Final answer:
The simulated value of the stock price for tomorrow using generalized Brownian Motion, with given parameters, is approximately $139.28, which is closest to the option (a) $139.32.
Step-by-step explanation:
To simulate the stock price for tomorrow using generalized Brownian Motion, we use the formula for Geometric Brownian Motion (GBM):
S(t) = S(0) * exp((μ - σ²/2) * t + σ * Z * sqrt(t))
Where:
- S(0) = current stock price = $135
- μ = daily growth rate = 0.03
- σ = daily volatility = 0.04
- t = time period = 1 day
- Z = random sample from a normal distribution = 0.031466
Plugging in the values, we get:
S(1) = $135 * exp((0.03 - 0.04²/2) * 1 + 0.04 * 0.031466 * sqrt(1))

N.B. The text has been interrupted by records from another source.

PR #88, opened 2026-08-23
feat(agent): repetition policy knobs ported onto the surface refactor + sweep

matheusht:
## What

Ports configurable repetition-guard policy onto the post-refactor architecture and closes the measurement gaps from the first iteration:

- **Policy store**: `setRepetitionPolicy({ threshold, maxRetries })` in repetition-guard.ts — a guarded module-level singleton mirroring `llmBudget`, clamped on write (threshold 0–1, integer retries ≥ 0). Defaults reproduce shipped behavior exactly.
- **ActionIntentStep integration**: threshold reaches `isNearRepeat`; retries run as a bounded loop with a **budget re-check before each wire call** (a retry budget can no longer bypass the token gate); correction prompts escalate by attempt number; the block motive states the actual attempt count (`maxRetries=0` → "without any retry attempt").
- **Sweep CLI** (`sweep:repetition`): thresholds × retry budgets over the canary set, seed-pinned. Per-cell metrics now include **wireCalls** instrumented at the provider layer — turn-level counting was structurally blind to retry cost. The content-repetition yardstick stays fixed at 0.7 and is recorded per cell as `probeThreshold`.
- **Evidence honesty**: the committed mock matrix embeds a `limitations` field stating threshold cells are indistinguishable by construction (~1.0 Jaccard repeats) — only wire-calls vary. Discriminating thresholds requires real-model runs (maintainer follow-up).
- Four knob tests: two-retry recovery, zero-budget immediate block, strict-threshold pass-through at Jaccard 5/6, default-threshold block.

## Validation

- `pnpm lint` PASS - `pnpm test:all` PASS (+4 knob tests; existing repetition suite updated for attempt-accurate wording)
- Sweep executed end-to-end offline; wire-calls scale 398→520→642 across retry budgets as expected.


packages/server/src/agent/repetition-guard.ts
```diff
@@ -40,6 +40,34 @@ export function similarity(a: string, b: string): number {
...
+ * singleton; sweeps and tests set it per run via setRepetitionPolicy().
+ */
+export type RepetitionPolicy = { threshold: number; maxRetries: number };
+
+let activePolicy: RepetitionPolicy = {
+  threshold: REPETITION_SIMILARITY_THRESHOLD,
+  maxRetries: 1,
+};
+
+export function setRepetitionPolicy(policy: { threshold?: number; maxRetries?: number }): void {
```
caiotheodoro, line 58: risk: process-global `activePolicy` means two concurrent eval runs clobber each other. Main already threads this per run (`ScenarioRunner.run({ repetition })` → `ctx.repetitionPolicy`). Don't reintroduce the singleton.

caiotheodoro (changes requested):
Don't merge: #69 already landed the knobs/sweep, then main kept going (per-run `repetition`, empty-set Jaccard=0 in #80, schema decoding in the SDK). One inline. Close it; the only leftover worth a follow-up is the attempt>1 escalating retry note.

packages/server/src/agent/surface/action-intent-step.ts
```diff
@@ -130,50 +134,90 @@ export class ActionIntentStep implements LLMStep<AgentRuntimeInput, AgentRuntime
...
     const mainOutputTokens = providerResult.usage.outputTokens;
-    let retryUsage: { inputTokens: number; outputTokens: number; latencyMs: number; promptVersion: string } | undefined;
+    const retryUsages: Array<{ inputTokens: number; outputTokens: number; latencyMs: number; promptVersion: string }> = [];
 
+    const { threshold, maxRetries } = getRepetitionPolicy();
     const isRepeat = (candidateIntent: typeof intent): boolean =>
       (candidateIntent.intentType === "send_message" || candidateIntent.intentType === "reply_to_message") &&
       !!candidateIntent.visibleContent &&
-      isNearRepeat(candidateIntent.visibleContent, input.perceptionPacket.ownRecentUtterances);
+      isNearRepeat(candidateIntent.visibleContent, input.perceptionPacket.ownRecentUtterances, threshold);
```
caiotheodoro, line 144: bug: `similarity` still scores two empty-normalized strings as 1.0, so `isNearRepeat("😂", ["🔥"])` is a false positive regardless of this threshold. Return 0 from that branch — main already does this in #80.

caiotheodoro:
Closing: #69 already landed the knobs/sweep, and main kept going (per-run `repetition`, empty-set Jaccard in #80, SDK schema decoding). Don't rebase this. If the attempt>1 escalating retry note is still wanted, that's a small follow-up on main.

First, we calculate (0.03 - (0.04² / 2)):
0.03 - (0.04² / 2) = 0.03 - 0.0008 = 0.0292
Now we can substitute this value back into the equation:
S(1) = $135 * exp(0.0292 + 0.04 * 0.031466)
Expanding the exponential part:
exp(0.0292 + 0.04 * 0.031466) = exp(0.03045864)
The final calculation of tomorrow's stock price is:
S(1) = $135 * exp(0.03045864) ≈ $135 * 1.030958103 = $139.28
Therefore, the simulated value of the stock price for tomorrow is approximately $139.28, which is closest to the option (a) $139.32.